Collected data entries
Start of Block
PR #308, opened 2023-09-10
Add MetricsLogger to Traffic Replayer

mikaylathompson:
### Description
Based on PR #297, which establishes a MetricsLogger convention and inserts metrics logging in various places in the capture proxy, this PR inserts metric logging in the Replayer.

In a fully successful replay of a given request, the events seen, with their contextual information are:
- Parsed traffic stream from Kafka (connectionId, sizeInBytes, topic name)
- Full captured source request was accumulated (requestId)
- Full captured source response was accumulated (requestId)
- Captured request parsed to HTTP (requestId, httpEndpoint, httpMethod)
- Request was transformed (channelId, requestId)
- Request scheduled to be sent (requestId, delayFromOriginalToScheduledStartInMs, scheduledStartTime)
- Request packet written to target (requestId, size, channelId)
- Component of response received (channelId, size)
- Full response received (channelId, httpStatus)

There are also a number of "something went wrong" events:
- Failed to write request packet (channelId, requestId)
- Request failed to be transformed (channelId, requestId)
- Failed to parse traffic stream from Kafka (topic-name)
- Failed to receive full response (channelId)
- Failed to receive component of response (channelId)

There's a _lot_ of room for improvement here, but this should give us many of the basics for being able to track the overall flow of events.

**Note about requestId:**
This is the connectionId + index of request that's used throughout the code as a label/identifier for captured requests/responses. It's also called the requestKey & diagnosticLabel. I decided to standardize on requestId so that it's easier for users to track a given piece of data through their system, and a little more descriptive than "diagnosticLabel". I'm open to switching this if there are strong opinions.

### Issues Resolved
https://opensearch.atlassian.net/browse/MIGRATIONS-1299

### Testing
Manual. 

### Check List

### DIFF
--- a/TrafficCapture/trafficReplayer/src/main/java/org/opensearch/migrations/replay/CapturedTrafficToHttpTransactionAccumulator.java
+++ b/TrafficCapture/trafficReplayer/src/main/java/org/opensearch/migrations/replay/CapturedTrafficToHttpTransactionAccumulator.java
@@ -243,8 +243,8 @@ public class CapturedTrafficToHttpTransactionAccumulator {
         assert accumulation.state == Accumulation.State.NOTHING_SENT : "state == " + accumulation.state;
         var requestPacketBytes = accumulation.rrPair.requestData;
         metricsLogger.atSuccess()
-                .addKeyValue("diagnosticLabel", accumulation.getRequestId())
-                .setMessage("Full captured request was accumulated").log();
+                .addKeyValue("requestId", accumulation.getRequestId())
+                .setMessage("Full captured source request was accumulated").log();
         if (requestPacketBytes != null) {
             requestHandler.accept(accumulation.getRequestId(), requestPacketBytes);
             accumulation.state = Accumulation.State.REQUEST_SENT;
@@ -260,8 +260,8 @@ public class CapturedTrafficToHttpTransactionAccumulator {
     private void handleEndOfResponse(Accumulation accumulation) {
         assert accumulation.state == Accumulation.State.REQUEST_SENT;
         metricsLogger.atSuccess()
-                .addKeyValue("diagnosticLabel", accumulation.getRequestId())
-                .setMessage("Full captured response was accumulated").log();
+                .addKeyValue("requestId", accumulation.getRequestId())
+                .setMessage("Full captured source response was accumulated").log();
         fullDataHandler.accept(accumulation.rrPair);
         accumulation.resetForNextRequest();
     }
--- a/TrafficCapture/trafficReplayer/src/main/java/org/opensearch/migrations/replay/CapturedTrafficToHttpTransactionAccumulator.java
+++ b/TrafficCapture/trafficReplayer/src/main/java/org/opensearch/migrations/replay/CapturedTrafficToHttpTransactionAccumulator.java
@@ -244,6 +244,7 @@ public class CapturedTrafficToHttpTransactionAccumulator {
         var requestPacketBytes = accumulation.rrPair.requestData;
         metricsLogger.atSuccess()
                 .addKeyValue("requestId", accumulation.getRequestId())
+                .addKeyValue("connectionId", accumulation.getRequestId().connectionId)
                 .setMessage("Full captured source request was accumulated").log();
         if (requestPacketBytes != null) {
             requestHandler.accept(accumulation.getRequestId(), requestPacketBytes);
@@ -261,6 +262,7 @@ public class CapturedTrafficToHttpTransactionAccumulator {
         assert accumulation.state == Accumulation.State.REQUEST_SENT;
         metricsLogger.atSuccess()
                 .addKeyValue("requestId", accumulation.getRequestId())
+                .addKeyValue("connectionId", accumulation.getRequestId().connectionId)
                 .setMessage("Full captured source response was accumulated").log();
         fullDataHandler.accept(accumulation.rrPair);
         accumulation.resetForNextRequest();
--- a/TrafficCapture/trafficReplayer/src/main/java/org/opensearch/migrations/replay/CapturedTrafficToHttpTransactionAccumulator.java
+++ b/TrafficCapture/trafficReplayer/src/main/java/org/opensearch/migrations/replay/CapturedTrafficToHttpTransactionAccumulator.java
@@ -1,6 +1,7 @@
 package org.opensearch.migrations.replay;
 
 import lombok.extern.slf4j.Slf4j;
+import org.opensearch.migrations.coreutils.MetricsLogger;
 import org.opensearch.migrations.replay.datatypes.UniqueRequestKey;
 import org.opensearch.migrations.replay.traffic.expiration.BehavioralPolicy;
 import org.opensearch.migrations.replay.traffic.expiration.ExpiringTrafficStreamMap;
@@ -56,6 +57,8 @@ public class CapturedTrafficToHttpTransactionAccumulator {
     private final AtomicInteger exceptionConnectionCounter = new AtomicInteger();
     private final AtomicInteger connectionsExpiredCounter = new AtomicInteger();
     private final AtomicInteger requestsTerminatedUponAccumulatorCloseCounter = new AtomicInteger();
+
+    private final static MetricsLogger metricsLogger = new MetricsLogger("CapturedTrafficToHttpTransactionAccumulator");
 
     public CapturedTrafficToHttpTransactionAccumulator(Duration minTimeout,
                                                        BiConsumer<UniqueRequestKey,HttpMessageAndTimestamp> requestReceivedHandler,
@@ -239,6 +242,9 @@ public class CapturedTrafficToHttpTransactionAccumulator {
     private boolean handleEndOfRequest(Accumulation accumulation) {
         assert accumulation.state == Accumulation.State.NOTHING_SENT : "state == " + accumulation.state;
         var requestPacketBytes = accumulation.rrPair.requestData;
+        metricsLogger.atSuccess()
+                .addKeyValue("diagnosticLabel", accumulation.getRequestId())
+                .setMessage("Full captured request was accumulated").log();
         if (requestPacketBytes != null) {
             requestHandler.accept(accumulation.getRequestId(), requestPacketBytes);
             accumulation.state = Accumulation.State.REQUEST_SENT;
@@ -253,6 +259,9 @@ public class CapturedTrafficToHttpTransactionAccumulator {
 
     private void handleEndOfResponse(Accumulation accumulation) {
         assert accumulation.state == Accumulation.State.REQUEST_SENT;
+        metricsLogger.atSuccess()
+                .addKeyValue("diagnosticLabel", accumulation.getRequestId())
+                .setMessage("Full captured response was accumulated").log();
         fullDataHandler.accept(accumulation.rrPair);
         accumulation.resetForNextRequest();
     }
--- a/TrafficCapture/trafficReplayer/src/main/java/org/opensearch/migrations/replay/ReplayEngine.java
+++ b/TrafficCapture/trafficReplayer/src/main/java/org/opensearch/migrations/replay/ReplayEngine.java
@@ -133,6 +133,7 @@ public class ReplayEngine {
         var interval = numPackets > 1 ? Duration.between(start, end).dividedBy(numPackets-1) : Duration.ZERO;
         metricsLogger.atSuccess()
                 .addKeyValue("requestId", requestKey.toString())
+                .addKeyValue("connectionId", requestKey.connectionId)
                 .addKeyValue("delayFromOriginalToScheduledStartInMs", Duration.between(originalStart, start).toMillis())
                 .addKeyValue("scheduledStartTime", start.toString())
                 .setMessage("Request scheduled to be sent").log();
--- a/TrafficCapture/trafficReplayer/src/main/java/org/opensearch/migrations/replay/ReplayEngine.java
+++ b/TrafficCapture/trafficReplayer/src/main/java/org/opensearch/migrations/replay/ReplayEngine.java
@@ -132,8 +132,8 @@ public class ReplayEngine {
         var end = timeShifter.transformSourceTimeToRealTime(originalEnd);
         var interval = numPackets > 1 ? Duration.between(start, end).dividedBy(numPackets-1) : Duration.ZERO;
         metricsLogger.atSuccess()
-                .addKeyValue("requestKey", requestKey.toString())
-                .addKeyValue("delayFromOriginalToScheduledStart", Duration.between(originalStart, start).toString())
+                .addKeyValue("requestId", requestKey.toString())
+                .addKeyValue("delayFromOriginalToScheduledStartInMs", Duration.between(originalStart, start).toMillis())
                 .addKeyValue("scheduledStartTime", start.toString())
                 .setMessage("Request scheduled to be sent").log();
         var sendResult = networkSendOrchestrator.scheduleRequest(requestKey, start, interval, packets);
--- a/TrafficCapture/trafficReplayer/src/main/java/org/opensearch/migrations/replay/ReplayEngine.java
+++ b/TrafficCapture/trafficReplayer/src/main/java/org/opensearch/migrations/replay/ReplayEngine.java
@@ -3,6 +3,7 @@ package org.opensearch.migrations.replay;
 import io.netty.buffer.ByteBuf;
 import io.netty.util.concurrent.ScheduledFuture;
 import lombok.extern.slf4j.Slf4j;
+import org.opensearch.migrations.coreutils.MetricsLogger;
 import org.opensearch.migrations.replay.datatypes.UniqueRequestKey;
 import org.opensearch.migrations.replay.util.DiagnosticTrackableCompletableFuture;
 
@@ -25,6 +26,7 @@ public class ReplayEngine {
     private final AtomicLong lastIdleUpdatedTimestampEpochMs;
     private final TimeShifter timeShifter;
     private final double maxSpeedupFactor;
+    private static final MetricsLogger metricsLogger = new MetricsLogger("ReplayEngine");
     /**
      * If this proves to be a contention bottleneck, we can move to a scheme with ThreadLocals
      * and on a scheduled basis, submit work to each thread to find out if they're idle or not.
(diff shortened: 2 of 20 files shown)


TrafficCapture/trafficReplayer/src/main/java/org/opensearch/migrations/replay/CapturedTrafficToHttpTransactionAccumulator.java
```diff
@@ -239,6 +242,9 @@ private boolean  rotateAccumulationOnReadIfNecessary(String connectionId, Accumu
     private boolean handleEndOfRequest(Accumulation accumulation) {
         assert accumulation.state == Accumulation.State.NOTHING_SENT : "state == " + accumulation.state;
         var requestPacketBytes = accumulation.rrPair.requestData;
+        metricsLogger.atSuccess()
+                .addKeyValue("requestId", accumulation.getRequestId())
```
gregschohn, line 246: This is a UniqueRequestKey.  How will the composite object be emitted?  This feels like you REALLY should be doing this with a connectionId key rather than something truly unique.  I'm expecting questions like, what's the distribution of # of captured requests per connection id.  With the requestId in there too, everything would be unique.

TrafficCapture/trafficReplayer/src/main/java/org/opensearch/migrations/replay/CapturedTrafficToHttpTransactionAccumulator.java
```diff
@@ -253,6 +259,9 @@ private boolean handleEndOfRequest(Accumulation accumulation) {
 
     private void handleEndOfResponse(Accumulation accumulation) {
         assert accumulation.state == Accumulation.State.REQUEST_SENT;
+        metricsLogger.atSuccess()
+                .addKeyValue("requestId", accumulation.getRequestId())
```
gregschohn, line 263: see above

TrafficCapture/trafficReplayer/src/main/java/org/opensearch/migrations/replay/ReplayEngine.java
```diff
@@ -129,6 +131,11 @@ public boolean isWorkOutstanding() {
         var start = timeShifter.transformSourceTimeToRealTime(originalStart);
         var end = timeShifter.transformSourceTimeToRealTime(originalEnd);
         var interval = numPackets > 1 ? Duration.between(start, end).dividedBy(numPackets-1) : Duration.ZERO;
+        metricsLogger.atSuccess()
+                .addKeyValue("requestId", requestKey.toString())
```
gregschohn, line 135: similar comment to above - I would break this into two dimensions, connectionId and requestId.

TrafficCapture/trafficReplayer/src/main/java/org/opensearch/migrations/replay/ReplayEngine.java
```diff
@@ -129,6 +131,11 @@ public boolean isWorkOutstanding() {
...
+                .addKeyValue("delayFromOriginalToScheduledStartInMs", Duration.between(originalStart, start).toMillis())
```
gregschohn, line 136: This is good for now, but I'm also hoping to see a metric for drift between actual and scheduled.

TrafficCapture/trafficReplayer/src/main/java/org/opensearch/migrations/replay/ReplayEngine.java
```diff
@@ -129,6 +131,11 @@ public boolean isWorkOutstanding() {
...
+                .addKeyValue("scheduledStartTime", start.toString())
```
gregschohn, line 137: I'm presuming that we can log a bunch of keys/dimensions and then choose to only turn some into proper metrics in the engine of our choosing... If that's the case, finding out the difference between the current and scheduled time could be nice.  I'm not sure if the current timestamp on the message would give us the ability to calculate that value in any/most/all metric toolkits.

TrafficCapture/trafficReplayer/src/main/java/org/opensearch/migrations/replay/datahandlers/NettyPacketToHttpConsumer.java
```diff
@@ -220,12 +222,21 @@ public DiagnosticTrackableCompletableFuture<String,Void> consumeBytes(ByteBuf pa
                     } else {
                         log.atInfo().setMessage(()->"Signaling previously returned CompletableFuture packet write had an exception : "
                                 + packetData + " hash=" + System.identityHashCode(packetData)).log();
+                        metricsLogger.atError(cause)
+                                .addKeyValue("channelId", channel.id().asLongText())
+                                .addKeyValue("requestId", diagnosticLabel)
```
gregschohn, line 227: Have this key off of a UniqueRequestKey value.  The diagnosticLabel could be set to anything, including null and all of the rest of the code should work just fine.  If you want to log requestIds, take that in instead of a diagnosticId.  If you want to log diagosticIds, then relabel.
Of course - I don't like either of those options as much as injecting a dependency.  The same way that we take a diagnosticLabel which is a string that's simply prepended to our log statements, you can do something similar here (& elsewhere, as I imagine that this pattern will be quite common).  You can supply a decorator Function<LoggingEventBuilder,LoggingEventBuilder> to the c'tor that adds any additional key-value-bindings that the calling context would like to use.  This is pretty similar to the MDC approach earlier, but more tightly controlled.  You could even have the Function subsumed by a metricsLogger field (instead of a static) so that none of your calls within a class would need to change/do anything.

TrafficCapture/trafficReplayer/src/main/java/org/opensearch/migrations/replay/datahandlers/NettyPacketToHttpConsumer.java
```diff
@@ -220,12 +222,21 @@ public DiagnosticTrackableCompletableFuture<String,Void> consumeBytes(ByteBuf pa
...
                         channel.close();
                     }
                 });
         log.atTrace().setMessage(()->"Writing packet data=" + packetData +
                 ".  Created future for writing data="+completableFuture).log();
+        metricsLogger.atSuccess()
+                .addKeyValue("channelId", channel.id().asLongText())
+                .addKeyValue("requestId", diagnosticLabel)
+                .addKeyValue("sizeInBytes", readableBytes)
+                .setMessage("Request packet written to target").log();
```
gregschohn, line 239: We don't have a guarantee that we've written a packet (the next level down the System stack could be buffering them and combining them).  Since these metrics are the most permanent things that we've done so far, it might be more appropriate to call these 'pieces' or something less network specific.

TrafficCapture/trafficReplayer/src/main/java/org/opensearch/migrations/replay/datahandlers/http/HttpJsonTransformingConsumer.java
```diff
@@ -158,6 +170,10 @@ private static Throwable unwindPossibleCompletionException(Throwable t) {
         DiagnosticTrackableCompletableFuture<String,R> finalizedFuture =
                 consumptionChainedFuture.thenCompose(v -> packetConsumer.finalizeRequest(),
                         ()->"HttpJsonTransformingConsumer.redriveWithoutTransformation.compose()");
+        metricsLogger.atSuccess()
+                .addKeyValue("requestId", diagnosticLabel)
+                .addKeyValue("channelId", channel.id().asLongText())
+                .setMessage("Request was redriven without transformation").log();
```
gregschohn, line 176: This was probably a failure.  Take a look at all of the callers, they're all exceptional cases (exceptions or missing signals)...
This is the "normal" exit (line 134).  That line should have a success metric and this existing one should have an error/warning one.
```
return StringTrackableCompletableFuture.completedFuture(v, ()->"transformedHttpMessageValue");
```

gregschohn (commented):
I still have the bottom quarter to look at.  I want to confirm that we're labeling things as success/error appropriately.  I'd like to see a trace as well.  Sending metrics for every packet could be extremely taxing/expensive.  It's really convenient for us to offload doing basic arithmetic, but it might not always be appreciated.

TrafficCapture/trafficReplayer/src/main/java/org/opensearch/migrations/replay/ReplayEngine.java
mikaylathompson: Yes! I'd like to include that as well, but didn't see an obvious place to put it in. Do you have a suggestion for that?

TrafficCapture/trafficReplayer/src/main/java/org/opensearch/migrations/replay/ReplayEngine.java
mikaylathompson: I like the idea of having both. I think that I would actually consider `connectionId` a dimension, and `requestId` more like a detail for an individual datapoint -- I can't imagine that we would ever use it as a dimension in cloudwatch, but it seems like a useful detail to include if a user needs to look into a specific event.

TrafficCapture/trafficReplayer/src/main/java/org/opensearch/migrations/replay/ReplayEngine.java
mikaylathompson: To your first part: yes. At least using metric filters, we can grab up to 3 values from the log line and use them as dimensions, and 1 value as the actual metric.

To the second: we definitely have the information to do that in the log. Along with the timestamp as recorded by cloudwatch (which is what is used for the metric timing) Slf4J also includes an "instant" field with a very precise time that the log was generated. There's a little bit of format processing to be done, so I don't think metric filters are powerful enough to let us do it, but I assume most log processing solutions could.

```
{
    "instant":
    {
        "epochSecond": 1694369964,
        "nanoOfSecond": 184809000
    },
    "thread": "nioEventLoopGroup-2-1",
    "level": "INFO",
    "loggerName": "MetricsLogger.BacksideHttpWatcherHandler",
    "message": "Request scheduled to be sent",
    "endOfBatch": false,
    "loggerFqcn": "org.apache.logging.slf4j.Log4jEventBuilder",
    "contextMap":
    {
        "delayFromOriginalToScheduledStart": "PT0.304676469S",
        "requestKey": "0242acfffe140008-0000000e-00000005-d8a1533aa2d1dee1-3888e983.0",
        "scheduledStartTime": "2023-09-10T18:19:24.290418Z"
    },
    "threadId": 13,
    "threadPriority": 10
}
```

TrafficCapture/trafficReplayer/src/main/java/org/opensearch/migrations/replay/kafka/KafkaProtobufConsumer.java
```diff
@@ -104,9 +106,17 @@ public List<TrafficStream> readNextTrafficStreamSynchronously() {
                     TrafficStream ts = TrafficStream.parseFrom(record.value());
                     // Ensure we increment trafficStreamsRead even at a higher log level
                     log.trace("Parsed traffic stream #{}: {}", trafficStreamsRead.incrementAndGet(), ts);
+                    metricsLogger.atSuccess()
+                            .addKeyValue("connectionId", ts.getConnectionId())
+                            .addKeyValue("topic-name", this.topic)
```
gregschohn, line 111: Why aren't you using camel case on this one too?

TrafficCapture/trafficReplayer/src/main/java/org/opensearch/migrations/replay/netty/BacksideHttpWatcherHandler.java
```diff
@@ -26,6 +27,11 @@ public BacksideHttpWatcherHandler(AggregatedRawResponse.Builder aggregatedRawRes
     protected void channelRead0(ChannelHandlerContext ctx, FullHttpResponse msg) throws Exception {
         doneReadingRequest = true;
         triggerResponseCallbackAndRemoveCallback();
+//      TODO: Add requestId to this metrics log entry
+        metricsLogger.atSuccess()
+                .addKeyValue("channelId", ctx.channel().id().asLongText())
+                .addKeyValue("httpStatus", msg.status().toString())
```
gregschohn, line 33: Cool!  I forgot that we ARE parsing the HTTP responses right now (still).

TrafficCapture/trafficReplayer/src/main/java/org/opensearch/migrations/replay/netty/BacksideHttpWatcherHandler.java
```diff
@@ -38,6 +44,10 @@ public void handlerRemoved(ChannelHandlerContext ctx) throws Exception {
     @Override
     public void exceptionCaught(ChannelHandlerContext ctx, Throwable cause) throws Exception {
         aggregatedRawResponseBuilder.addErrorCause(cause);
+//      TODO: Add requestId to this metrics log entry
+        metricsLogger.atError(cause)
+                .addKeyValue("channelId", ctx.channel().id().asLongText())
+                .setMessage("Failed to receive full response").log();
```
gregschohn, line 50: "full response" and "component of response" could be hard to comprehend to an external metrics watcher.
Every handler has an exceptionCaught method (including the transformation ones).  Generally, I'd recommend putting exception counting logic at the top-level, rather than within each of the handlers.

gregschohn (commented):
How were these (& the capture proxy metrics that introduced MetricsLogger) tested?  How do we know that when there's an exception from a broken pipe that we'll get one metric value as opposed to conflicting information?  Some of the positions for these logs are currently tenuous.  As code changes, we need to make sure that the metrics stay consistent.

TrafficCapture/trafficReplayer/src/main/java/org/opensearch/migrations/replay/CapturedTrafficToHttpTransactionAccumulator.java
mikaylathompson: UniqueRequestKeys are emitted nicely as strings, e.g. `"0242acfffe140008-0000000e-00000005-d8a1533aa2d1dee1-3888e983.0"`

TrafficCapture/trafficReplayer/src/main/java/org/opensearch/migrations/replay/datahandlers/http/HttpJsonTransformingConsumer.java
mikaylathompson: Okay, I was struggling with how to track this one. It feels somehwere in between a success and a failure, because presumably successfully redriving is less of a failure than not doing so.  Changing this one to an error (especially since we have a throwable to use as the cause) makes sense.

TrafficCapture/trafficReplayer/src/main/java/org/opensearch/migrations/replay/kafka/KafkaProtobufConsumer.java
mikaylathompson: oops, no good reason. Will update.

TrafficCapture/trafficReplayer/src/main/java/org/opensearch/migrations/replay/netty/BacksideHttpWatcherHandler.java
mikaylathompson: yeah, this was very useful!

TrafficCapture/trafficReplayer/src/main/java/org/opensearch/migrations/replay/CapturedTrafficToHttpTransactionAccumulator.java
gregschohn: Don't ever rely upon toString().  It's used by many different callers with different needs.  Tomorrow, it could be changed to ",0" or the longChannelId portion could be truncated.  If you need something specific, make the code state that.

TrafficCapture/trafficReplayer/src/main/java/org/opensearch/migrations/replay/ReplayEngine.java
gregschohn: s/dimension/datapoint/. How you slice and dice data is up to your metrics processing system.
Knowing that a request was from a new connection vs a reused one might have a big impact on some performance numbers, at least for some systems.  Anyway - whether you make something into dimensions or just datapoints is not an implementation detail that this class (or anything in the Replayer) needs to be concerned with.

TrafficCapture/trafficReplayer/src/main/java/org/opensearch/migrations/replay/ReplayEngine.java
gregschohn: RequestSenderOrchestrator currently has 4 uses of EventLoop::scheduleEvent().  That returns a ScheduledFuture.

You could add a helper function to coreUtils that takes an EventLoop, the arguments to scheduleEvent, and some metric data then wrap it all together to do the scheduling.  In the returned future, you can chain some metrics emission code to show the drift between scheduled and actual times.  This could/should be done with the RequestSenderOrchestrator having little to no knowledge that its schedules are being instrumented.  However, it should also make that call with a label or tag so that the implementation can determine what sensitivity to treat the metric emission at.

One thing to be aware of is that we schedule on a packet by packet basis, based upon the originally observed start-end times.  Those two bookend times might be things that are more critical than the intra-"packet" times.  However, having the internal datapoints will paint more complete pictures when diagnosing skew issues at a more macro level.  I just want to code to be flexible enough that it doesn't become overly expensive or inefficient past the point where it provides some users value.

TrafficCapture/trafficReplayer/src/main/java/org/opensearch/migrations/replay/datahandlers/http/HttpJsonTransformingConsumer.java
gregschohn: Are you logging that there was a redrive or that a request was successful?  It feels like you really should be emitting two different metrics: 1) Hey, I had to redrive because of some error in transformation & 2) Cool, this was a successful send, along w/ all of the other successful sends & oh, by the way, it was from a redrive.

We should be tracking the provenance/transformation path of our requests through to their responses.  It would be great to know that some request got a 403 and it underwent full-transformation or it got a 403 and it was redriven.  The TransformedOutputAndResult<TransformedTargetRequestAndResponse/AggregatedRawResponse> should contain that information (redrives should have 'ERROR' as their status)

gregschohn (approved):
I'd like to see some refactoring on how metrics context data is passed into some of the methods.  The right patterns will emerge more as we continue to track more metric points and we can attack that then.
End of Block
Start of Block
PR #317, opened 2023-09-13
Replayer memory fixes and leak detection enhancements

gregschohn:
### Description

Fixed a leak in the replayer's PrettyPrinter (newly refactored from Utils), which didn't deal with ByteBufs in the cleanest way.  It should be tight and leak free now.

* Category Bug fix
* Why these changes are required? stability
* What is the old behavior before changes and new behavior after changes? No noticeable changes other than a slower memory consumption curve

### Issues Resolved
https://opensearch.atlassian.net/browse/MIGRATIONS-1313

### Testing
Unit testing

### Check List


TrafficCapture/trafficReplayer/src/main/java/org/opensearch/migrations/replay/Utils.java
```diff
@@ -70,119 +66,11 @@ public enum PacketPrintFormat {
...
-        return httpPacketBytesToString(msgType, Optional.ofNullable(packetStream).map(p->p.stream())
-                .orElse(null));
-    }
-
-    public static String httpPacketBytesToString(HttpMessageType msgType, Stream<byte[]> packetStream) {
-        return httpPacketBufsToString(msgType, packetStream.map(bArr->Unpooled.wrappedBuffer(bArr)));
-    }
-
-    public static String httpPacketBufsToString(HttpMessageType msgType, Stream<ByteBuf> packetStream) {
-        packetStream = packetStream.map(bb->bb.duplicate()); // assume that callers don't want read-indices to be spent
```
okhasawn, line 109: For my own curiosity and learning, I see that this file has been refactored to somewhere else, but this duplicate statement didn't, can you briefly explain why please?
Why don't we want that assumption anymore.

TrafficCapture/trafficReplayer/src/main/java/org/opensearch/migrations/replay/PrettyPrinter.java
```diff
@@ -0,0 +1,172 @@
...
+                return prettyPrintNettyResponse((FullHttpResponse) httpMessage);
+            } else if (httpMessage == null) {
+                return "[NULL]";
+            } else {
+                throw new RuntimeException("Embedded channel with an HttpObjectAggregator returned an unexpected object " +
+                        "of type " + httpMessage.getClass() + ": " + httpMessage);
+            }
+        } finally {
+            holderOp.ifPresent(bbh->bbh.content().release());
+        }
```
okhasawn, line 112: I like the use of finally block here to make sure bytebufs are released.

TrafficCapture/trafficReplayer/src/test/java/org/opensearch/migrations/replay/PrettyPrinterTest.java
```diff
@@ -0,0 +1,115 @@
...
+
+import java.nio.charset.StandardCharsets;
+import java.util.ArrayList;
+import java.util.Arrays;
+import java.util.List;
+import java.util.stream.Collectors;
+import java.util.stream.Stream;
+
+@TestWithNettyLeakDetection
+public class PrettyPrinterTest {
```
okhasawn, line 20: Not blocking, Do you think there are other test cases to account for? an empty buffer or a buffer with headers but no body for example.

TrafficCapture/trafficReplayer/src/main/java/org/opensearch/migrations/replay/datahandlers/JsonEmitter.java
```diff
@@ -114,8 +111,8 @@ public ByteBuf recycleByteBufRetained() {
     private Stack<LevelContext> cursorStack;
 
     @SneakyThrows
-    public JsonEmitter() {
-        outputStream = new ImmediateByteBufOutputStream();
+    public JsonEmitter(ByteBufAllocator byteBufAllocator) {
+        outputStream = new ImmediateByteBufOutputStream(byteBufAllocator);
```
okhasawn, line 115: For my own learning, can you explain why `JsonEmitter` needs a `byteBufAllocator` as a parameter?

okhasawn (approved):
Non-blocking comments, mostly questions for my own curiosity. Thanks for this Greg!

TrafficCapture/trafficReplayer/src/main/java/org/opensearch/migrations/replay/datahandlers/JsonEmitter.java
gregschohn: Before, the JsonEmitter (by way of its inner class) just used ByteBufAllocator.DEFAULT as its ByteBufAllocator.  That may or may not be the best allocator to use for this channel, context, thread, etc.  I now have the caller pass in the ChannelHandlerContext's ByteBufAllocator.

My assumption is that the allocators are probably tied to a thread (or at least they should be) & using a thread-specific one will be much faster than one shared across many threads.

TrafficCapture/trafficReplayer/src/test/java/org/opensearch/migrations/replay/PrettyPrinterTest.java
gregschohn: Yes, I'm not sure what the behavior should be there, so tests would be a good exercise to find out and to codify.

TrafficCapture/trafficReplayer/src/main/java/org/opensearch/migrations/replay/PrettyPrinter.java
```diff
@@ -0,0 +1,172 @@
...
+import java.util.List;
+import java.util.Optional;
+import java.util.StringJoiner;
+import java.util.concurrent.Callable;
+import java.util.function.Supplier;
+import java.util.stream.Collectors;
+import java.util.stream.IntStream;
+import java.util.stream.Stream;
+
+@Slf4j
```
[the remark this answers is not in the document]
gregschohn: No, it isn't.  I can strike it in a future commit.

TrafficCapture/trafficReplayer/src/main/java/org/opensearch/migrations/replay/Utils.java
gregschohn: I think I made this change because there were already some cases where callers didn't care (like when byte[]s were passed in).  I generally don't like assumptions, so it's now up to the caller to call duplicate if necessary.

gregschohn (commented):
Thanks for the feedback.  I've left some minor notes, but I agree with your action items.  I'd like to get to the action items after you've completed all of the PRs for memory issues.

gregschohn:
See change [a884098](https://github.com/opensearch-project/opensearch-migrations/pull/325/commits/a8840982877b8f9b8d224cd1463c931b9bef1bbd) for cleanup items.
End of Block
▶ _What is being asked_:
When you reach the line with "PR #308, opened 2023-09-10" in the records above, start writing out lines exactly, and stop once the line with "- Request packet" has been written; include nothing else.

▶ _Task output_:
PR #308, opened 2023-09-10
Add MetricsLogger to Traffic Replayer

mikaylathompson:
### Description
Based on PR #297, which establishes a MetricsLogger convention and inserts metrics logging in various places in the capture proxy, this PR inserts metric logging in the Replayer.

In a fully successful replay of a given request, the events seen, with their contextual information are:
- Parsed traffic stream from Kafka (connectionId, sizeInBytes, topic name)
- Full captured source request was accumulated (requestId)
- Full captured source response was accumulated (requestId)
- Captured request parsed to HTTP (requestId, httpEndpoint, httpMethod)
- Request was transformed (channelId, requestId)
- Request scheduled to be sent (requestId, delayFromOriginalToScheduledStartInMs, scheduledStartTime)
- Request packet written to target (requestId, size, channelId)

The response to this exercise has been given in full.